**Data records**
PR #179, opened 2017-08-14
Using pluggy to allow plug-able can interfaces

pierreluctg:
Allows user of python-can to create their own plug-able interface without the need to modify the python-can source.

### DIFF
--- a/can/util.py
+++ b/can/util.py
@@ -161,7 +161,7 @@ def load_config(path=None, config=None):
         can.log.debug(
             "interface {} in VALID_INTERFACES".format(system_config['interface'])
         )
-    elif len(get_pluginmanager().pythoncan_interface(
+    elif len(get_pluginmanager().hook.pythoncan_interface(
             interface=system_config['interface'])):
         can.log.debug("interface {} in a plugin".format(system_config['interface']))
     else:


pierreluctg:
I had to modify `.travis.yml` configuration in order to install the dependencies defined in `setup.py`

pierreluctg:
Hi, is there anything missing to get this accepted?

can/interface.py
```diff
@@ -21,6 +24,27 @@
...
+    and possibly input arguments.
+    """
+    return BACKENDS.get(interface)
+
+
+def get_pluginmanager(load_entrypoints=True):
+    pm = PluginManager("pythoncan")
+    pm.add_hookspecs(hookspecs)
+    # XXX load internal plugins here
+    pm.register(sys.modules[__name__])
```
hardbyte: Can you help me understand this code & comment? Is this _just in case_ we wanted to define other hookspecs in the current namespace and have them self register into the plugin manager? Or does this pick up implementations/plugins?

can/interfaces/hookspecs.py
```diff
@@ -0,0 +1,11 @@
+from pluggy import HookspecMarker
+
+
+hookspec = HookspecMarker("pythoncan")
+
+
+@hookspec
+def pythoncan_interface(interface):
+    """ return tuple (module, classname) containing python-can interface info
```
hardbyte: What does it return if the plugin doesn't support the given interface? None/False/Exception?

This would return the `modulename` not the `module`.
Please document the parameter interface (`str`).

can/util.py
```diff
@@ -206,6 +215,16 @@ def set_logging_level(level_name=None):
     log.debug("Logging set to {}".format(level_name))
 
 
+def get_pluginmanager(load_entrypoints=True):
```
hardbyte: This appears to be duplicated?

pierreluctg:
Replaced by #221 since my fork was removed :(

@hardbyte you may want to re-tag #221 

I will add the documentation soon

**Work task**
Lines holding "pluggy" in the material above: report their number and nothing else.

**Response box**
2